*** Block opens ***

PR #192, opened 2023-01-11
Replace generic epoch with explicit u64

davidselassie:
We had a ton of generic `<T>` which I originally thought we might want
to use in case we wanted to swithc the type of our epochs. But it
turns out for recovery we have to do some epoch arithmetic so we were
effetively pinning it to `u64` anyway. This gets rid of that
complexity and hard codes that type.


Psykopear (approved):
I really like this :+1: Especially for the cases where we had to constrain the `T` with other traits that `u64` already implements (like `where T: Ord + Clone` etc.)

whoahbot (approved):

*** Block closes ***

» Exercise: Output only the lines from the one that contains "I really like" through the last line of the data above, each restated exactly.

» Response for this exercise:
I really like this :+1: Especially for the cases where we had to constrain the `T` with other traits that `u64` already implements (like `where T: Ord + Clone` etc.)

whoahbot (approved):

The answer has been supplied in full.